[Given data]

PR #2624, opened 2020-06-13
Add new attributes to dmsetup parser

bfahr:
* Added new attributes with more detail
* Updated tests


kergon:
More example output to add coverage for the new fields.

[dmsetup_examples.txt](https://github.com/RedHatInsights/insights-core/files/4780704/dmsetup_examples.txt)

insights/parsers/tests/test_dmsetup_info.py
```diff
@@ -16,6 +18,11 @@
 VG00-opt           253   7 L--w    1    4      0 LVM-gy9uAwD7LuTIApplr2sogbOx5iS0FTaxIiCYm5hcvgQdXynPGBfHQLrtE3sqUKT2
 """.strip()
 
+DMSETUP_INFO_2 = """
+Name               Maj Min Stat Open Targ Event  UUID
+VG00-tmp           253   8 xIsr    1    1      a LVM-gy9uAwD7LuTIApplr2sogbOx5iS0FTax6lLmBji2ueSbX49gxcV76M29cmukQiw4
```
kergon, line 23: It that output genuine?  How did you get 'a' to appear in the Event column?

kergon: and how do you get 'x' in the first Stat column?

Or is this a test to check how it handles corrupt input? (If so, maybe add a comment)

kergon:
Also add a test that checks the field limits are handled correctly i.e. maximum value in each numeric column and maximum length for each string.

kergon:
From the C definitions:
name is 127 characters + trailing nul (=128)
uuid is 128 characters + trailing nul (=129)
uint32_t target_count;  (segments - in practice it can never reach anywhere near the theoretical limit)
int32_t open_count;  (can never get anywhere near the limit and should be impossible for this to be negative unless there is a kernel bug)
uint32_t event_nr;  (in theory this could get big though unlikely)
major - 12 bits (4095)
minor - 20 bits (1048575)

kergon:
Genuine output showing some of the limits.  (Other limits will need to be faked.)
[dmsetup_examples2.txt](https://github.com/RedHatInsights/insights-core/files/4781054/dmsetup_examples2.txt)

insights/parsers/tests/test_dmsetup_info.py
bfahr: Its just fabricated data for testing @kergon

PR #2631, opened 2020-06-17
catch parse_content errors

dpensi:
the errors thrown by the implementations of `parse_content` method are uncatched.

We should catch them to avoid crashes and output what file generated the error to ease bug replication

### DIFF
--- a/insights/core/__init__.py
+++ b/insights/core/__init__.py
@@ -92,7 +92,10 @@ class Parser(object):
         self._handle_content(context)
 
     def _handle_content(self, context):
-        self.parse_content(context.content)
+        try:
+            self.parse_content(context.content)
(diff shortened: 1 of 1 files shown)


csams:
Hey @dpensi , Thanks for the PR!

Those exceptions are caught and logged in the [top level evaluation loop](https://github.com/RedHatInsights/insights-core/blob/master/insights/core/dr.py#L972) and are necessary to make invalid parsers unavailable to things that depend on them. If you want to see tracebacks, pass `-t` to `insights run`. You can also run the parser inside of [insights shell](https://insights-core.readthedocs.io/en/latest/shell.html) to interact with it and use `models.show_exceptions()` to see problems.

PR #2634, opened 2020-06-17
Introduce egg router

SteveHNH:
Grab the proper url to get the insights client egg based on the account being designated as testing or release. This basically just grabs the proper url segment by reaching out to the module egg router service prior to updating the egg.


insights/client/__init__.py
```diff
@@ -95,6 +95,25 @@ def branch_info(self):
...
+    def get_egg_url(self):
+        """
+        Get the proper url based on the configured egg release branch
+        """
+        protocol = "https://"
+        if self.config.insecure_connection:
+            protocol = "http://"
+            self.cert_verify = False
+
+        url = protocol + constants.base_url + constants.module_router_path
```
gravitypriest, line 108: Also using constants.base_url here will force it to use cloud.redhat which will conflict with what's in the config/won't work in Sat/conflicts with the legacy cert

gravitypriest:
Also using constants.base_url here is bad news bears cause it'll goof up in Satellite, we gotta use whatever is set in the config

SteveHNH:
@gravitypriest thanks for the tips. I found a couple more wonky things as well. working on it

insights/client/__init__.py
```diff
@@ -95,6 +95,23 @@ def branch_info(self):
         """
         return client.get_branch_info(self.config, self.connection)
 
+    @_net
+    def get_egg_url(self):
+        """
+        Get the proper url based on the configured egg release branch
+        """
+        if self.config.legacy_upload:
+            url = self.connection.base_url + '/platform' + constants.module_router_path
```
gravitypriest, line 104: I think would probably be fine

PR #2638, opened 2020-06-23
client: return True if unregister with --force

subpop:
When the `--unregister` option is invoked with `--force`, we circumvent the remote URL checks. This resulted in a `False` being returned by the unregistration operation, but in the case of `--force`, we know the remote URL is unreachable; we want to force the unregistration operation anyway, so we explicitly return `True`.


patchkez:
test this please

PR #2640, opened 2020-06-30
Support cib.xml in sosreport

huali027:
* The localtion of cib.xml in sosreport is at "sos_commands/pacemaker/crm_report/<hostname>/cib.xml"
* since hostname is unknown, so use glob here and then get the first one

### DIFF
--- a/insights/specs/default.py
+++ b/insights/specs/default.py
@@ -23,7 +23,7 @@ from insights.core.plugins import datasource
 from insights.core.spec_factory import CommandOutputProvider, ContentException, DatasourceProvider, RawFileProvider
 from insights.core.spec_factory import simple_file, simple_command, glob_file, command_with_args
 from insights.core.spec_factory import first_of, foreach_collect, foreach_execute
-from insights.core.spec_factory import first_file, listdir, head
+from insights.core.spec_factory import first_file, listdir
 from insights.parsers.mount import Mount, ProcMounts
 from insights.parsers.dnf_module import DnfModuleList
 from insights.combiners.sap import Sap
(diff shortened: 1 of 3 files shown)


insights/specs/default.py
```diff
@@ -185,7 +185,14 @@ def is_ceph_monitor(broker):
...
     chronyc_sources = simple_command("/usr/bin/chronyc sources")
-    cib_xml = simple_file("/var/lib/pacemaker/cib/cib.xml")
+    cib_xml = first_of(
+        [
+            simple_file("/var/lib/pacemaker/cib/cib.xml"),
+            head(
+                glob_file("sos_commands/pacemaker/crm_report/*/cib.xml")
+            )
+        ]
+    )
```
xiangce, line 195: @csams, @bfahr - This usage seems a good approach, would you please take a look?

And I believe it works well with the `foreach_*` items. By using the "head/first_of", it seems we can implement the "command_with_args" in the following way (another way to avoid wrapping the Parser result into a list when there is only one item in the `"pre_command"`):
```python
pre_sub_cmds = [a,b,....]

cmd_a = head(foreach_execute(pre_sub_cmds, "/bin/cmd %s"))
```

bfahr:
@huali027 is this change just for sosreport?

huali027:
@bfahr, yes, it is for compatible with sosreport. I added the detail in the commit-msg
* The localtion of cib.xml in sosreport is at "sos_commands/pacemaker/crm_report/<hostname>/cib.xml"
* since hostname is unknown, so use glob here and then get the first one
No, there won't be multiple cib.xml under sos_commands, there is only one cib.xml file under "sos_commands/pacemaker/crm_report/"
Sure, I'll move it to sos_archive.py

huali027:
@bfahr, could you please help to review it again when u have time? Thanks.

PR #2641, opened 2020-06-30
Fix %f regex for get_after

Rohan21Lobo:
strptime supports Microseconds with %f but not Milliseconds. When logs
have milliseconds, %f still works fine to convert to datetime object as zeros
are padded to right.

When LogFileOutput uses %f in time_format but there are 3 digit milliseconds,
get_after function does not work correctly as it looks for a 6 digit
number. This change adjusts the regex to {1,6} digits for get_after to
work.

Source : Comments for %f in following documentation :
https://docs.python.org/2/library/datetime.html#strftime-and-strptime-behavior

"%f is an extension to the set of format characters in the C standard (but implemented separately in datetime objects, and therefore always available). When used with the strptime() method, the %f directive accepts from one to six digits and zero pads on the right."

### DIFF
--- a/insights/core/__init__.py
+++ b/insights/core/__init__.py
@@ -1186,7 +1186,7 @@ class LogFileOutput(six.with_metaclass(ScanMeta, Parser)):
             'p': r'\w{2}',  # AM / PM
             'M': r'([012345]\d)',  # Minutes
             'S': r'([012345]\d|60)',  # Seconds, including leap second
-            'f': r'\d{6}',  # Microseconds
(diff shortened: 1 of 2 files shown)


Rohan21Lobo:
@csams @gravitypriest @xiangce please review

bfahr:
@Rohan21Lobo would you mind to add a test for this condition?

Rohan21Lobo:
> @Rohan21Lobo would you mind to add a test for this condition?

@bfahr Added a test case.

bfahr (approved):

PR #2647, opened 2020-07-02
load filters if available

gravitypriest:


gravitypriest:
Core Collection Part 1

gravitypriest:
A thought: should we panic if called from the client and filters are missing?

gravitypriest:
In addition, fall back to `hostname` if `hostname -f` fails

insights/collect.py
```diff
@@ -246,7 +246,21 @@ def collect(manifest=default_manifest, tmp_path=None, compress=False):
 
     to_persist = get_to_persist(client.get("persist", set()))
 
-    hostname = call("hostname -f", env=SAFE_ENV).strip()
+    try:
+        filters.load()
+    except IOError as e:
+        if e.errno == 0:
```
bfahr, line 252: I get errno = 2 when no file is available.

PR #2654, opened 2020-07-08
load client denylist in core collector

gravitypriest:
also disable parallel run strategy because RHEL 8 threading is broken

### DIFF
--- a/insights/collect.py
+++ b/insights/collect.py
@@ -66,7 +66,7 @@ client:
           enabled: true
 
     run_strategy:
-        name: parallel
+        name: serial
         args:
             max_workers: null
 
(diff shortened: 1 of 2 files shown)


insights/collect.py
```diff
@@ -214,7 +214,7 @@ def get_pool(parallel, kwargs):
         yield None
 
 
-def collect(manifest=default_manifest, tmp_path=None, compress=False):
+def collect(manifest=default_manifest, tmp_path=None, compress=False, rm_conf={}):
```
bfahr, line 217: @gravitypriest I think it'd be better to avoid mutable default args like`rm_conf`, maybe this or something similar would be better:
```
def colllect (..., rm_conf=None):
    ...
   rm_conf = rm_conf or {}
```

PR #2648, opened 2020-07-02
map files and commands to core components

gravitypriest:
Signed-off-by: Jeremy Crafts <jcrafts@redhat.com>

PR #2656, opened 2020-07-09
Two collectors with mapping

gravitypriest:
This is a combination of the following PRs:

https://github.com/RedHatInsights/insights-core/pull/2635
https://github.com/RedHatInsights/insights-core/pull/2648

With the necessary gaps bridged:
- only map components when `core_collect=True`
- pass the denylist into `collect.collect()`


gravitypriest:
Created for QE testing only. These features have been merged from their respective branches.

PR #2661, opened 2020-07-13
Add spec for sosreport

huali027:


insights/specs/sos_archive.py
```diff
@@ -33,6 +33,7 @@ class SosSpecs(Specs):
             )
         ]
     )
+    corosync_cmapctl = simple_file("sos_commands/corosync/corosync-cmapctl")
```
xiangce, line 36: it should be a `glob_file`.

PR #3644, opened 2023-01-03
chore: remove unused spec lsinitrd_kdump_image

TZ3070:
Signed-off-by: Xinting Li <xintli@redhat.com>

### All Pull Requests:

Check all that apply:

There is no insights rule using spec lsinitrd_kdump_image and remove it.


xiangce:
@TZ3070 - in general, we don't delete any existing parsers/combiners directly, instead, we should `deprecate` it firstly.

See https://github.com/RedHatInsights/insights-core/blob/master/insights/parsers/ovs_vsctl_list_bridge.py

TZ3070:
@xiangce ACK

PR #3647, opened 2023-01-09
Create timeout signal for hostcontext only

lhuett:
### All Pull Requests:

Check all that apply:

* Since timeout signals are only needed when HostContext is used we only need to set the signal in that case, logic was change to skip when using any other context than Hostcontext.
* Changes were made to the pytest module to add HostContext object to the broker in present tests
* Additional pytests were added to test when not HostContext

### DIFF
--- a/insights/core/plugins.py
+++ b/insights/core/plugins.py
@@ -34,6 +34,7 @@ from pprint import pformat
 from six import StringIO
 
 from insights.core import dr
+from insights.core.context import HostContext
 from insights.util.subproc import CalledProcessError
 from insights import settings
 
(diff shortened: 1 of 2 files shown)


insights/core/plugins.py
```diff
@@ -99,8 +100,9 @@ def invoke(self, broker):
         # Grab the timeout from the decorator, or use the default of 120.
         self.timeout = getattr(self, "timeout", 120)
 
-        signal.signal(signal.SIGALRM, self._handle_timeout)
-        signal.alarm(self.timeout)
+        if HostContext in broker:
```
xiangce, line 103: @lhuett - do you think it's reasonable to also move the definition of the `self.timeout` (L101) into the `if` clause? since it's only used in this case.

lhuett: @xiangce Good point, I can do that.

[/Given data]

= Your assignment =
Each line above from the one with "-1186,7 +1186,7 @@" up to and including the one with "A thought: should" must be set down exactly, and no line outside that span may appear.

= Exercise output =
@@ -1186,7 +1186,7 @@ class LogFileOutput(six.with_metaclass(ScanMeta, Parser)):
             'p': r'\w{2}',  # AM / PM
             'M': r'([012345]\d)',  # Minutes
             'S': r'([012345]\d|60)',  # Seconds, including leap second
-            'f': r'\d{6}',  # Microseconds
(diff shortened: 1 of 2 files shown)


Rohan21Lobo:
@csams @gravitypriest @xiangce please review

bfahr:
@Rohan21Lobo would you mind to add a test for this condition?

Rohan21Lobo:
> @Rohan21Lobo would you mind to add a test for this condition?

@bfahr Added a test case.

bfahr (approved):

PR #2647, opened 2020-07-02
load filters if available

gravitypriest:


gravitypriest:
Core Collection Part 1

gravitypriest:
A thought: should we panic if called from the client and filters are missing?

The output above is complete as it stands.